Писарро, Альмагро, Сото и их люди походным маршем вышли из Кахамарки 11 августа 1533 года. Сначала продвижение не было отмечено никакими событиями. Два дня они провели в Кахабамбе и четыре – в Уамачуко. Армия завоевателей продвигалась вперед по ничем не примечательной местности между Кахамаркой и горами, возвышающимися над Уайласской долиной, – это зеленый, довольно лесистый для Перу край, где в настоящее время растут низкие, искривленные деревья местных пород и плантации высоких, завезенных сюда из других мест эвкалиптов. В Уамачуко до наших дней сохранились древние развалины в двух местах. Вблизи колониального городка располагаются останки небольших строений, чьи стены сходятся под прямыми углами, а огороженные прямоугольные участки, возможно, служили инкам в качестве военного лагеря; и на скалистом гребне над городом возвышаются стены из грубого камня и глины, заросшие кустарником и ежевикой. Это крепость Марка-Уамачуко, построенная еще до того, как страна была завоевана инками, в период, когда Перу было разделено на города-государства. Из Уамачуко отряд Писарро направился в Андамарку, тот самый городок, где людьми Атауальпы был убит Уаскар. Там отряд отдыхал три дня. Испанцы решили не идти по главной магистрали через Кончукос к восточным склонам Кордильера-Бланки из-за многочисленных гор. Вместо этого они спустились в глубокую Уайласскую долину в том месте, где бурная река Санта поворачивает на запад, прорезая себе путь к Тихому океану через сухие красноватые породы скалистых ущелий.
Испанцы достигли города Уайласа в последний день месяца, перейдя реку, на которой он стоял, по одному из знаменитых подвесных мостов инков. «В самом узком месте реки, где ее воды ужасающе бурлят, стиснутые со всех сторон, они делают из камней мощные каменные фундаменты на каждом берегу реки. Поперек этих каменных сооружений кладутся толстые деревянные балки; и через реку они перекидывают и закрепляют толстые канаты из ивняка, похожие на якорные, только их канаты имеют толщину около трех пядей [3,5 фута] каждый. После того как через реку проложат и соединят друг с другом полдюжины таких канатов на ширину, чтобы проехала повозка, их переплетают крепкими пеньковыми веревками и укрепляют хворостом… Потом к каждой стороне моста приделывают бортики, как у телеги. И так этот мост лежит, наполовину повиснув в воздухе высоко над водой. Казалось, невозможно заставить лошадей – животных, которые так много весят, легко приходят в возбуждение и пугаются, – пройти по чему-нибудь, подвешенному в воздухе… Хотя они и упирались сначала, но когда их поставили на мост, их страх, очевидно, улегся, и они перешли по нему одна за другой, так что на первом мосту не было неприятных происшествий». Педро Санчо вспоминал, какой ужас охватил его при первой переправе по такому мосту: «Непривычному человеку такая переправа кажется опасной, потому что мост прогибается по всей своей длине, <… > так что сначала приходится идти вниз до середины моста, а потом нужно карабкаться вверх, чтобы достичь противоположного берега. Когда по мосту кто-то идет, мост сильно качается; от этого у непривычного человека кружится голова».

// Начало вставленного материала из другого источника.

PR #71, opened 2024-09-05
Add audio FIFO

hsnks100:
I added an audio FIFO to the astiav library to support audio transcoding, such as AAC to Opus and Opus to AAC.

### DIFF
--- a/audio_fifo.go
+++ b/audio_fifo.go
@@ -1,0 +1,46 @@
+package astiav
+
+//#cgo pkg-config: libavutil
+//#include <libavutil/audio_fifo.h>
+//#include <stdlib.h>
+import "C"
+import "unsafe"
+
+type AudioFifo struct {
+	c *C.struct_AVAudioFifo
+}
+
+func newAudioFifoFromC(c *C.struct_AVAudioFifo) *AudioFifo {
+	if c == nil {
+		return nil
+	}
+	return &AudioFifo{c: c}
+}
+
+func AllocAudioFifo(sampleFmt SampleFormat, channels int, nbSamples int) *AudioFifo {
+	return newAudioFifoFromC(C.av_audio_fifo_alloc(C.enum_AVSampleFormat(sampleFmt), C.int(channels), C.int(nbSamples)))
+}
+
+func (a *AudioFifo) AudioFifoRealloc(nbSamples int) int {
+	return int(C.av_audio_fifo_realloc((*C.struct_AVAudioFifo)(a.c), C.int(nbSamples)))
+}
+
+func (a *AudioFifo) AudioFifoSize() int {
+	return int(C.av_audio_fifo_size((*C.struct_AVAudioFifo)(a.c)))
+}
+
+func (a *AudioFifo) AudioFifoSpace() int {
+	return int(C.av_audio_fifo_space((*C.struct_AVAudioFifo)(a.c)))
+}
+
+func (a *AudioFifo) AudioFifoWrite(data **uint8, nbSamples int) int {
+	return int(C.av_audio_fifo_write((*C.struct_AVAudioFifo)(a.c), (*unsafe.Pointer)(unsafe.Pointer(data)), C.int(nbSamples)))
+}
+
+func (a *AudioFifo) AudioFifoRead(data **uint8, nbSamples int) int {
+	return int(C.av_audio_fifo_read((*C.struct_AVAudioFifo)(a.c), (*unsafe.Pointer)(unsafe.Pointer(data)), C.int(nbSamples)))
+}
+
+func (a *AudioFifo) AudioFifoFree() {
+	C.av_audio_fifo_free((*C.struct_AVAudioFifo)(a.c))
+}
--- a/audio_fifo.go
+++ b/audio_fifo.go
@@ -34,17 +34,19 @@ func (a *AudioFifo) Space() int {
 }
 
 func (a *AudioFifo) Write(f *Frame) (int, error) {
-	frameRawData := (**uint8)(unsafe.Pointer(&f.c.data[0]))
-	ret := int(C.av_audio_fifo_write(a.c, (*unsafe.Pointer)(unsafe.Pointer(frameRawData)), C.int(f.NbSamples())))
+	ret := int(C.av_audio_fifo_write(a.c, (*unsafe.Pointer)(unsafe.Pointer(&f.c.data[0])), C.int(f.NbSamples())))
 	if ret < 0 {
 		return ret, newError(C.int(ret))
 	}
 	return ret, nil
 }
 
-func (a *AudioFifo) Read(f *Frame) int {
-	frameRawData := (**uint8)(unsafe.Pointer(&f.c.data[0]))
-	return int(C.av_audio_fifo_read(a.c, (*unsafe.Pointer)(unsafe.Pointer(frameRawData)), C.int(f.NbSamples())))
+func (a *AudioFifo) Read(f *Frame) (int, error) {
+	ret := int(C.av_audio_fifo_read(a.c, (*unsafe.Pointer)(unsafe.Pointer(&f.c.data[0])), C.int(f.NbSamples())))
+	if ret < 0 {
+		return ret, newError(C.int(ret))
+	}
+	return ret, nil
 }
 
 func (a *AudioFifo) Free() {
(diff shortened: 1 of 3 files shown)


audio_fifo.go
```diff
@@ -0,0 +1,46 @@
...
+	}
+	return &AudioFifo{c: c}
+}
+
+func AllocAudioFifo(sampleFmt SampleFormat, channels int, nbSamples int) *AudioFifo {
+	return newAudioFifoFromC(C.av_audio_fifo_alloc(C.enum_AVSampleFormat(sampleFmt), C.int(channels), C.int(nbSamples)))
+}
+
+func (a *AudioFifo) AudioFifoRealloc(nbSamples int) int {
+	return int(C.av_audio_fifo_realloc((*C.struct_AVAudioFifo)(a.c), C.int(nbSamples)))
```
asticode, line 25: Can you replace all the `(*C.struct_AVAudioFifo)(a.c)` in this file with only `a.c`?

audio_fifo.go
```diff
@@ -0,0 +1,46 @@
...
+
+func (a *AudioFifo) AudioFifoSize() int {
+	return int(C.av_audio_fifo_size((*C.struct_AVAudioFifo)(a.c)))
+}
+
+func (a *AudioFifo) AudioFifoSpace() int {
+	return int(C.av_audio_fifo_space((*C.struct_AVAudioFifo)(a.c)))
+}
+
+func (a *AudioFifo) AudioFifoWrite(data **uint8, nbSamples int) int {
```
asticode, line 36: Right now the only way to get data plane pointers is using a frame, therefore can you replace `data **uint8, nbSamples int` arguments with `f *Frame` instead? Would that fit your use case as well?

audio_fifo.go
```diff
@@ -0,0 +1,46 @@
...
+	return int(C.av_audio_fifo_write((*C.struct_AVAudioFifo)(a.c), (*unsafe.Pointer)(unsafe.Pointer(data)), C.int(nbSamples)))
+}
+
+func (a *AudioFifo) AudioFifoRead(data **uint8, nbSamples int) int {
```
asticode, line 40: Can you also replace `data **uint8, nbSamples int` arguments with `f *Frame` instead?

frame.go
```diff
@@ -217,3 +217,7 @@ func (f *Frame) MoveRef(src *Frame) {
 func (f *Frame) UnsafePointer() unsafe.Pointer {
 	return unsafe.Pointer(f.c)
 }
+
+func (f *Frame) DataPtr() **uint8 {
```
asticode, line 221: There's no need for this function anymore 👍

audio_fifo.go
asticode, line 36: Can you return `(int, error)` instead of `int`?

For that you'll need to do something like:
```go
ret := C.av_audio_fifo_write(...)
if ret < 0 {
  return 0, newError(ret)
}
return ret, nil
```

audio_fifo.go
asticode, line 40: Can you return `(int, error)` instead of `int`?

For that you'll need to do something like:
```go
ret := C.av_audio_fifo_read(...)
if ret < 0 {
  return 0, newError(ret)
}
return ret, nil
```

audio_fifo_test.go
```diff
@@ -0,0 +1,36 @@
+package astiav
+
+import (
+	"testing"
+
+	"github.com/stretchr/testify/require"
+)
+
+func TestAudioFIFO(t *testing.T) {
+	audioFifo := AllocAudioFifo(
```
asticode, line 10: Can you rename `audioFifo` to `af`?

asticode, line 10: Can you add `defer af.Free()` below

audio_fifo_test.go
```diff
@@ -0,0 +1,36 @@
...
+	readFrame.SetChannelLayout(ChannelLayoutStereo)
+	readFrame.SetSampleFormat(SampleFormatFltp)
+	readFrame.SetSampleRate(48000)
+	readFrame.AllocBuffer(0)
+
+	written := audioFifo.AudioFifoWrite(writeFrame.DataPtr(), writeFrame.NbSamples())
+	require.Equal(t, writeSamples, written)
+	read := audioFifo.AudioFifoRead(readFrame.DataPtr(), readFrame.NbSamples())
+	require.Equal(t, readSamples, read)
+	require.Equal(t, audioFifo.AudioFifoSize(), writeSamples-readSamples)
```
asticode, line 35: Can you test `Realloc()` and `Space()` as well?

asticode (changes requested):
Thanks for the great PR!

~~Can you tell me more about your use case and why you needed `AudioFifo`?~~ (never mind, you described it in your first comment 👍 )

hsnks100:
I applied your all requests.

frame.go
asticode, line 221: Can you remove this function?

audio_fifo.go
```diff
@@ -0,0 +1,52 @@
...
+func (a *AudioFifo) Size() int {
+	return int(C.av_audio_fifo_size(a.c))
+}
+
+func (a *AudioFifo) Space() int {
+	return int(C.av_audio_fifo_space(a.c))
+}
+
+func (a *AudioFifo) Write(f *Frame) (int, error) {
+	frameRawData := (**uint8)(unsafe.Pointer(&f.c.data[0]))
```
asticode, line 37: Can you avoid creating this variable and use `(*unsafe.Pointer)(unsafe.Pointer(&f.c.data[0]))` instead of `(*unsafe.Pointer)(unsafe.Pointer(frameRawData))`?

audio_fifo.go
```diff
@@ -0,0 +1,52 @@
...
+	ret := int(C.av_audio_fifo_write(a.c, (*unsafe.Pointer)(unsafe.Pointer(frameRawData)), C.int(f.NbSamples())))
+	if ret < 0 {
+		return ret, newError(C.int(ret))
+	}
+	return ret, nil
+}
+
+func (a *AudioFifo) Read(f *Frame) int {
+	frameRawData := (**uint8)(unsafe.Pointer(&f.c.data[0]))
```
asticode, line 46: Can you avoid creating this variable and use `(*unsafe.Pointer)(unsafe.Pointer(&f.c.data[0]))` instead of `(*unsafe.Pointer)(unsafe.Pointer(frameRawData))`?

audio_fifo.go
```diff
@@ -0,0 +1,52 @@
...
+	return int(C.av_audio_fifo_read(a.c, (*unsafe.Pointer)(unsafe.Pointer(frameRawData)), C.int(f.NbSamples())))
```
asticode, line 47: Can you return `(int, error)` for this function the same way you did for the `Write()` method?

audio_fifo_test.go
```diff
@@ -0,0 +1,44 @@
...
+
+	readFrame := AllocFrame()
+	readFrame.SetNbSamples(readSamples)
+	readFrame.SetChannelLayout(ChannelLayoutStereo)
+	readFrame.SetSampleFormat(SampleFormatFltp)
+	readFrame.SetSampleRate(48000)
+	readFrame.AllocBuffer(0)
+
+	written, err := af.Write(writeFrame)
+	require.Equal(t, err, nil)
```
asticode, line 32: Can you replace this with `require.NoError(t, err)`?

audio_fifo_test.go
```diff
@@ -0,0 +1,44 @@
...
+	require.Equal(t, writeSamples, written)
+	read := af.Read(readFrame)
+	require.Equal(t, readSamples, read)
+	require.Equal(t, af.Size(), writeSamples-readSamples)
+	reallocSamples := 3000
+	err = af.Realloc(reallocSamples)
+	require.Equal(t, err, nil)
```
asticode, line 39: Can you replace this with `require.NoError(t, err)`?

asticode (changes requested):
Almost there 👍

asticode:
Great! I'll merge the PR and do some minor tweaks to avoid bothering you too much 👍 

Let me know whether you need a tag

hsnks100:
I need new version tag. Advance thank you.

asticode:
I've created the `v0.19.0` tag 👍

В течение восьми дней испанцы из отряда Писарро отдыхали в Уайласе, прежде чем двинуться вверх по долине реки. В самой долине было тепло, в ней в изобилии произрастали цветы, кукуруза, а в настоящее время есть даже пальмы. Но края долины круто и равномерно поднимаются к горным хребтам, возвышающимся по обе ее стороны: на западе к голым вершинам Кордильера-Негры, а на востоке к вечным снегам Кордильера-Бланки и увенчивающей ее самой высокой вершине Перу – горе Уаскаран. Склоны вокруг долины слишком круты: время от времени ледниковые отложения высокогорных каровых озер лопаются и склоны гор обрушиваются смертоносными оползнями. Отряд Писарро не спешил покидать долину и в середине сентября провел двенадцать дней на отдыхе в местечке Рекуай. Отсюда одна дорога вела вдоль долины Форталеса до Тихоокеанского побережья, где стоял огромный храм– крепость Парамонга, построенный из сырцового кирпича. Но Писарро двинулся по дороге, расположенной выше, которая огибала горы с юго-востока, перебираясь через верховья рек Пативилька и Уаура, и проходила через города Чикьян, Кахатамбо и Ойон.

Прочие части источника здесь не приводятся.